# Come celebrate with me!



## L I Jane (Jul 21, 2007)

After I posted my pic of Paph Magic Lantern--so many had suggested that I take it to judging so I did today with all the flowers opened but one bud--6 flowers on six inflorescences plus the bud.This is my 1st time at judging which was in Elmsford NY.It was the second to the last plant to be judged. I got a CCE of 90 pts!!!!!!!!!!!!!!!!!!!!!!!!!!!!!!!!!!!!!The judges came up afterward & said it was a fabulously well grown plant.It should be in the awards quarterly in the future.


----------



## gonewild (Jul 21, 2007)

:clap:You sound surprised? 
It was absolutely beautiful!
Congratulations on your growing skills.


----------



## Marco (Jul 21, 2007)

Congrats Jane!!!!!


----------



## gore42 (Jul 21, 2007)

THATS AWESOME! Congratulations! There's no doubt that the plant (your growing of the plant, that is) deserved it!

- Matt Gore


----------



## Greenpaph (Jul 21, 2007)

Congratulations, Jane!

You sure deserve it!


----------



## Heather (Jul 21, 2007)

OMG!!!! JANE!!! that's FABULOUS!!!! 

I've been having a hard time keeping up with posts lately and look what I missed!

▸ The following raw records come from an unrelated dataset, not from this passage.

PR #240, opened 2025-05-22
Delete asm_processor

cadmic:
It's no longer used and will probably never be used again, and deleting it will make merging project.py (or upstreaming the multi-version support) easier


cadmic:
(depends on #239)

Yanis002 (approved):
post hundo cleanup feels nice :broom:

PR #241, opened 2025-05-22
Delete checked-in disassembly

cadmic:
Really this was only useful for asm_processor since dtk's own disassembly doesn't play nice with it


Yanis002 (approved):
btw I think you can delete the checksum file at the root, I noticed this recently it's probably a left-over from the older build system

PR #242, opened 2025-05-22
Clean up instances of if (cond && !func())

cadmic:
for instances of 
```
if (cond && !func(...)) {
    return false;
}
```
where `cond` is a "check something" thing and `func` is a "do something" thing, rewrite this as
```
if (cond) {
    if (!func(...)) {
        return false;
    }
}
```
I find this easier to read since the `if (!func(...)) return false;` is standard boilerplate and isn't really part of the condition.

### DIFF
--- a/src/emulator/simGCN.c
+++ b/src/emulator/simGCN.c
@@ -2781,165 +2781,164 @@ bool simulatorPreloadDiskMessages(void) {
     if (DVDOpen(path_readingDisk, &fileInfo)) {
         size = (fileInfo.length + 0x1F) & ~0x1F;
 
-        if (greadingDisk != NULL)
+        if (greadingDisk != NULL) {
             if (!xlHeapFree((void**)&greadingDisk)) {
                 return false;
             }
-    }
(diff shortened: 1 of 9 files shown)


src/emulator/simGCN.c
```diff
@@ -2777,148 +2781,165 @@ bool simulatorPreloadDiskMessages(void) {
...
 
-    return true;
+    simulatorDVDRead(&fileInfo, gmesgOK, size, 0, NULL);
+    DVDClose(&fileInfo);
+    simulatorUnpackTexPalette((TEXPalette*)gmesgOK);
+} else {
+    return false;
+}
+
+return true;
```
Yanis002, line 2942: what's up with the formatting here?

cadmic: uhh I probably broke something. Will fix soon

cadmic: should be fixed now

Yanis002 (approved):

PR #243, opened 2025-05-22
Mark pFrame->nMode and pSound->eMode as volatile

cadmic:
These are probably not fake


Yanis002 (approved):
wii vc might help on solving things like this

Congratulations, girl, that is just wonderful news!


----------



## bwester (Jul 21, 2007)

Wahoo!!!!!
Party at Jane's!!!!
Who's got the keg??


----------



## Candace (Jul 21, 2007)

Congrats, that's great!!


----------



## NYEric (Jul 21, 2007)

I should know most of the judges, that's a good award, congrats.


----------



## Ron-NY (Jul 22, 2007)

Congrats Jane :clap::clap::clap:...I had a friend there with a Catt tonight that was awarded.


----------



## goldenrose (Jul 22, 2007)

:drool:Glad you did it! Well deserved, there was NO DOUBT!:rollhappy::clap:


----------



## Grandma M (Jul 22, 2007)

goldenrose said:


> :drool:Glad you did it! Well deserved, there was NO DOUBT!:rollhappy::clap:



:smitten: It is a fantastic plant.


----------



## likespaphs (Jul 22, 2007)

yippee!!!!


----------



## paphreek (Jul 22, 2007)

Congratulations!


----------



## dave b (Jul 22, 2007)

Great accomplishment.


----------



## Rick Barry (Jul 22, 2007)

I'll watch for it in AQ; It should on the cover!
Truly an unforgettable honor!

Highest Regards,
Rick


----------



## Rick (Jul 22, 2007)

Wow. That is great growing.

Congratulations!!


----------



## Candace (Jul 22, 2007)

Everyone knows that AQ is not going to be around much longer, right? I'm still waiting for the AOS to get back to me. I signed up for 2 years and then I got the AOS magazine the very next day saying that there won't be an AQ in the near future(can't remember the month off-hand).


----------



## couscous74 (Jul 22, 2007)

Congrats Jane :clap:


----------



## Ernie (Jul 23, 2007)

Awesome Jane. Well deserved!

-Ernie


----------



## Gilda (Jul 23, 2007)

:clap::clap: Congratulations !!Glad you listened to the masses !!


----------



## lothianjavert (Jul 23, 2007)

Congratulations!!!! :clap::clap::clap:


----------



## smartie2000 (Jul 23, 2007)

:clap::clap::clap:Congrats Jane! That was well deserved!


----------



## SlipperFan (Jul 24, 2007)

Excellent, Jane. Congrats!


----------



## kentuckiense (Jul 25, 2007)

Man that plant is awesome. Congrats!!


----------



## Frederick (Jul 25, 2007)

*Well deserved*

Congrats for this splendid success. 
Frederick


----------



## Kevin (Sep 1, 2008)

I'll join in too, a bit late - Congratulations!!! :clap: Did it bloom as well this year?


----------